The Execution of a Counter-Revolutionary

It is no use to beg anymore.
He has begged them many times
to let me speak to the head of the army hospital,
but he’s told nobody will listen to him,
a bad-egg, who only deserves a bullet.
 
“We’ve been ordered to get your skin,”
the squad-leader says, “to repair
the extensive burns of Liu Yi
who risked his own life
saving horses from the burning stable.
Now, let’s go.”
 
They take him to the hill behind the hospital.
 
It’s dinner time
and the loudspeaker is playing music.
Nobody will hear the shot in the woods.
 
They stop at a ruined temple
whose stones, bricks and rafters
have been ripped off by the villagers.
 
In the distance
a light is shining like a glow-worm.
He doesn’t know whether it’s a star or a lamp.
It doesn’t matter now.
He takes it as the pole-star.
His only worry is: I’m not nineteen yet
and my parents will never know
how their son disappeared.
 
“Now you may say something if you want.”
They pull out the towel from his mouth and wait.
 
Suddenly he starts yelling, “I curse all of you,
the whole hospital!

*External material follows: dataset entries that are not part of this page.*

PR #934, opened 2020-04-21
Add names_glue argument to pivot_wider()

### LINKED ISSUE #899: pivot_longer() pivot_wider() need examples w/ names_sep in the function reference
For `pivot_longer` function, there are no examples of the arguments `names_sep` and `names_pattern`. The descriptions of those arguments in the documentation seem to suggest that regex is necessary, but it's not clear. On stackoverflow, it seems that there are solutions but rarely, and they never explain why those arguments work in the way they do in the answers; the documentation should do that.

It seems too important to not have examples for these arguments when they are necessary for changing multiple columns.

### LINKED ISSUE #931: FR: Implement names_glue on pivot_wider
Currently, names produced by `pivot_wider` can partly be controlled via `names_sep`.
Further controls require additional renaming by `dplyr::rename`.
I suggest to add `names_glue` option which glues names in the manner of glue package.
In the example below, `.value` is a special key word like that of `names_pattern` of `pivot_longer`

``` r
data.frame(
  x = c('a' , 'b'),
  y = 1:2,
  foo = 1:2,
  bar = 1:2
) %>%
  pivot_wider(
    names_from = c(x, y),
    values_from = c(foo, bar),
    names_glue = '{x}{y}_{.value}'
  )
```

| a1_foo| a1_bar| b1_foo| b2_bar|
|------:|------:|------:|------:|
|      1|      2|      1|      2|

hadley:
Also includes some documentation for names_sep and names_prefix.

Fixes #899. Fixes #931.

@atusy what do you think? Have I missed anything obvious?

### DIFF
--- a/NEWS.md
+++ b/NEWS.md
@@ -1,5 +1,8 @@
 # tidyr (development version)
 
+* `pivot_wider()` gains a `names_glue` argument that allows you to construct
+  output column names with a glue specification.
+
 * `pivot_wider()` can now pivot data frame columns (#926)
 
 * `chop()` now creates list-columns of class `vctrs::list_of()`. This
--- a/R/pivot-wide.R
+++ b/R/pivot-wide.R
@@ -38,6 +38,9 @@
 #' @param names_prefix String added to the start of every variable name. This is
 #'   particularly useful if `names_from` is a numeric vector and you want to
 #'   create syntactic variable names.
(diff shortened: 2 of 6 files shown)


atusy:
@hadley Perfect!! I took a look at your code and tried the new feature. Everything seems fine. Thank you!!

hadley:
Thanks for trying it out for me — I appreciate it!

PR #944, opened 2020-04-24
Finish travis --> gh actions transition

jennybc:
The "In packages" vignette needed more work around the switch from travis to gh actions.


hadley:
Thanks!

PR #947, opened 2020-04-27
Give more control over column order in pivot_wider()

### LINKED ISSUE #839: FR: order of columns resulting from pivot_wider
In case I'm not just missing an obvious pre-existing solution, it would be nice to be able to specify how resulting columns from `pivot_wider` will be ordered. Using the `us_rent_income` example,
```
us_rent_income %>%
  pivot_wider(names_from = variable, values_from = c(estimate, moe))
```
produces the columns, `estimate_income`, `estimate_rent`, `moe_income`, and `moe_rent`. In my use-case (getting to a double-header table), I want them to be in the order, `estimate_income`, `moe_income`, `estimate_rent`, and `moe_rent`.

hadley:
Fixes #839

### DIFF
--- a/NEWS.md
+++ b/NEWS.md
@@ -1,5 +1,9 @@
 # tidyr (development version)
 
+* `pivot_wider()` gains a `names_sort` argument which allows you to sort
+  column names in order. The default, `FALSE`, orders columms by their 
+  first appearance (#839).
+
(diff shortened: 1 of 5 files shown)


hadley:
Closing, since I've merged in the first commit into master, and I think there are enough variants to the second problem that it might be best handled at the spec level (i.e. by improving the documentation).

PR #956, opened 2020-05-06
Release 1.0.3

lionel-:
- Fix tests to deal with restricted `vec_cast()` semantics.

- Transform input to data frame in `separate_rows()`. Otherwise the list-column created in the implementation makes `grouped_df()` (called during restoration) fail when the list-col is a grouping variable.


hadley:
Thanks — I'll send to CRAN later this afternoon

PR #962, opened 2020-05-15
pivot_longer(names_to = NULL) to suppress names columns

### LINKED ISSUE #961: Allow pivot_longer(names_to = NULL) to produce no name columns
A suggestion. Sometimes the column names provide no new/useful information as the values encode the same (or better) information. In this case, the names column is unwanted and dropped soon after the pivot.

If `names_to` can create one or more columns based on patterns, could it be extended to allow 0 columns to simplify the `pivot_longer(names_to = "junk") %>% select(-junk)` pattern?

mitchelloharawild:
Resolves #961

### DIFF
--- a/NEWS.md
+++ b/NEWS.md
@@ -1,5 +1,8 @@
 # tidyr (development version)
 
+* `pivot_longer()` now allows `names_to` to be length 0, which prevents name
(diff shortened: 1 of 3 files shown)


hadley:
Thanks!

PR #973, opened 2020-05-28
NA -> NULL in pivot_longer() help page

earowang:
I think you mean `NULL` instead of `NA`?

### DIFF
--- a/R/pivot-long.R
+++ b/R/pivot-long.R
@@ -25,7 +25,7 @@
 #'   or `names_pattern` is provided. In this case, there are two special
 #'   values you can take advantage of:
 #'
-#'   * `NA` will discard that component of the name.
+#'   * `NULL` will discard that component of the name.
 #'   * `.value` indicates that component of the name defines the name of the
 #'     column containing the cell values, overriding `values_to`.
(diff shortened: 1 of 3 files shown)


hadley:
Definitely meant `NA` here 😄 Do you have an example of the confusion?

earowang:
Oh I see.

Actually I don't have an example. But I don't find an example in the help page, related to `NA`. Now I see the difference between `NA` and `NULL`

* `NA` will discard that component of the name.
* `NULL` will discard the name.

``` r
library(tidyr)
anscombe %>%
  pivot_longer(everything(),
               names_to = c(NA, "set"),
               names_pattern = "(.)(.)"
  )
#> # A tibble: 88 x 2
#>    set   value
#>    <chr> <dbl>
#>  1 1     10   
#>  2 2     10   
#>  3 3     10   
#>  4 4      8   
#>  5 1      8.04
#>  6 2      9.14
#>  7 3      7.46
#>  8 4      6.58
#>  9 1      8   
#> 10 2      8   
#> # … with 78 more rows
```

<sup>Created on 2020-05-29 by the [reprex package](https://reprex.tidyverse.org) (v0.3.0)</sup>

PR #974, opened 2020-05-28
Fix broken link for roxygen markdown formatting

batpigandme:
Fixing this in CONTRIBUTING across multiple packages (see r-lib/usethis#1126).


hadley:
Thanks!

PR #208, opened 2017-01-23
minor thing

nutztherookie:
it's just confusing that it would say "pip" again :)


gpocentek:
Thanks!

I merged your change but updated the commit message, hope you don't mind. Nice catch :)

PR #210, opened 2017-01-26
Add builds-email and pipelines-email services

comel:
Add builds emails and pipelines emails services.


gpocentek:
Looks good, thank you!

PR #220, opened 2017-02-09
Added pipeline_events to ProjectHook attrs

### LINKED ISSUE #219: Missing pipeline_events in hooks
https://github.com/gpocentek/python-gitlab/blob/master/gitlab/objects.py#L1418

pipeline_events should be in here, and it's missing. 

This results in creating a hook with no pipeline_events, but all the other events.

If you update a hook, it will update everything except for this. 

It just uses the default value of False.

alexwidener:
Ran tests, all passed.

This will fix #219


alexwidener:
Doesn't look like the failure is an issue with anything that I pushed:

```
**gitlab.exceptions.GitlabUpdateError: 400: {"error":"domain_whitelist is invalid"}**
```

gpocentek:
The patch looks good. The test failure is due to another problem. I'm working on it.

Issue #235, opened 2017-03-15
Implement API for cherry picking commits


cgumpert:
Hi,

the Gitlab API provides a functionality for [cherry-picking](https://docs.gitlab.com/ce/api/commits.html#cherry-pick-a-commit) individual commits. This is not yet implemented in the nice python wrapper. Could this functionality be added?

Thanks,
Christian

gpocentek:
#236 has been merge, thanks :+1:

cgumpert:
Hi @gpocentek, do you have an idea when the next release containing this enhancement will be available?

PR #236, opened 2017-03-15
Provide API wrapper for cherry picking commits

cgumpert:
This is a possible implementation for addressing #235. It allows to cherry pick individual commits through the Gitlab API both from the python code as well as from the command line. The documentation has been updated.

### DIFF
--- a/docs/gl_objects/commits.rst
+++ b/docs/gl_objects/commits.rst
@@ -43,7 +43,7 @@ Get the diff for a commit:
    :start-after: # diff
    :end-before: # end diff
 
-Cherry-pick a commit into another branch
+Cherry-pick a commit into another branch:
 
 .. literalinclude:: commits.py
    :start-after: # cherry
--- a/docs/gl_objects/commits.rst
+++ b/docs/gl_objects/commits.rst
@@ -43,6 +43,12 @@ Get the diff for a commit:
    :start-after: # diff
    :end-before: # end diff
 
+Cherry-pick a commit into another branch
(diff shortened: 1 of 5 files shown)


docs/gl_objects/commits.rst
```diff
@@ -43,6 +43,12 @@ Get the diff for a commit:
    :start-after: # diff
    :end-before: # end diff
 
+Cherry-pick a commit into another branch
```
gpocentek: Please end the line with a colon (``:``) to introduce the example.

gitlab/objects.py
```diff
@@ -1353,6 +1353,23 @@ def builds(self, **kwargs):
...
+        """Cherry-pick a commit into a branch.
+
+        Args:
+            branch (str): Name of target branch.
+
+        Raises:
+            GitlabCherryPickError: If the cherry pick could not be applied.
+        """
+        url = '/projects/{0:s}/repository/commits/{1:s}/cherry_pick'.format(
+            self.project_id, self.id)
```
gpocentek: For the sake of consistency could you use the old ``%()s`` format? Yes, this is nitpicking :)

cgumpert: I had problems with keeping the line length below the limit of 79 characters. I worked around it now by introducing another local variable with a short name. If you have any other suggestion on how to break this string across two lines, I'd be happy to hear.

gpocentek:
Thank you for this patch!

PR #241, opened 2017-03-20
add 'delete source branch' option when creating MR

cgumpert:
The Gitlab API provides the possibility to check the option "delete source branch when merge is accepted" [(here)](https://docs.gitlab.com/ce/api/merge_requests.html#create-mr). This PR allows to make use of this API feature.


gpocentek:
Thank you :)

PR #257, opened 2017-05-10
Add support for nested groups

matejzero:
Add `parent_id` attribute support when creating groups, so we can create nested groups.

I'm not sure if this is the only change needed, but it is working on my local copy and I have successfully created nested groups while migrating SVN to GitLab.

### DIFF
--- a/gitlab/objects.py
+++ b/gitlab/objects.py
@@ -2702,8 +2702,10 @@ class GroupProjectManager(BaseManager):
 class Group(GitlabObject):
     _url = '/groups'
     requiredCreateAttrs = ['name', 'path']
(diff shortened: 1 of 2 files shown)


matejzero:
I've added all group attributes found on GitLab API page.

Tests currently only for `parent_id`.

gpocentek:
Thank you for this change, I actually needed it myself :+1: 

I took the liberty to fix the minor problem which made the tests fail.

matejzero:
Thanks for merging. I wanted to fix the failing tests, but was busy with gitlab migration for the last 2 weeks, so thanks for fixing that as well:)

PR #265, opened 2017-05-20
Fixed repository_tree and repository_blob path encoding

yosyos04:
This is done to enable support for paths with spaces and other special characters


gpocentek:
Looks good.

I wonder if we could make the change more generic but this is a first step and it will do for now.

Thanks!

PR #268, opened 2017-05-28
import urlencode() from six.moves.urllib.parse instead of from urllib

anthrotype:
Fixes AttributeError on Python 3, as `urlencode` function has been moved from `urllib` to `urllib.parse` module.

`six.moves.urllib.parse.urlencode()` is an py2.py3 compatible alias of `urllib.parse.urlencode()` on Python 3, and of `urllib.urlencode()` on Python 2.

### DIFF
--- a/gitlab/v3/objects.py
+++ b/gitlab/v3/objects.py
@@ -23,7 +23,7 @@ import json
 import warnings
 
 import six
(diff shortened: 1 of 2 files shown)


anthrotype:
ping @gpocentek

gpocentek:
Thanks!

PR #272, opened 2017-06-05
Add new event types to ProjectHook

astronouth7303:
These are being returned in the live API, but can't set them.


gpocentek:
Looks good. Thanks!

PR #276, opened 2017-06-16
Missing expires_at in GroupMembers update

elisarver:
optionalCreateAttrs was set twice in GroupMember due to possible copy-paste error. This corrects the second call from optionalCreateAttrs to optionUpdateAttrs.


gpocentek:
Nice catch, thank you!

PR #278, opened 2017-06-23
Docs 📖: Add link to gitlab docs on obtaining a token

asfaltboy:
I find these sort of links very user friendly 😅

### DIFF
--- a/docs/cli.rst
+++ b/docs/cli.rst
@@ -80,12 +80,15 @@ section.
      - URL for the GitLab server
    * - ``private_token``
      - Your user token. Login/password is not supported.
+       Refer `the official documentation`__ to learn how to obtain a token.
    * - ``api_version``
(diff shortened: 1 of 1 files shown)


docs/cli.rst
```diff
@@ -80,13 +80,16 @@ section.
      - URL for the GitLab server
    * - ``private_token``
      - Your user token. Login/password is not supported.
+       Please refer `the official documentation`__ to learn how to obtain a token.
```
gpocentek: You can remove `Please` here as you're not asking for permission to the reader ;)

I'm not a native english speaker but I believe "Refer to the official doc..." is better.

asfaltboy:
Thanks @gpocentek , removed "Please" and amended the commit.

gpocentek:
Thanks! The test failures are not related to this patch so let's merge!

PR #507, opened 2018-05-23
Add support for Project badges

Miouge1:
Add support for project badges https://docs.gitlab.com/ee/api/project_badges.html

### DIFF
--- a/gitlab/v4/objects.py
+++ b/gitlab/v4/objects.py
@@ -1250,6 +1250,18 @@ class ProjectKeyManager(CRUDMixin, RESTManager):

All your babies
will have no ass-holes and die at birth!
I curse Liu Yi and his family too!
He and his folks will be struck by thunderbolts!”
They raise their pistols
and he raises his tied hands:
“Long live the Chinese Communist Party!
Long live—”
One pistol fires.
 
He wanted to shout “Chairman Mao,”
but they wouldn’t let him get it out.
 
The bullet hit his penis—
which is the best way to save the skin.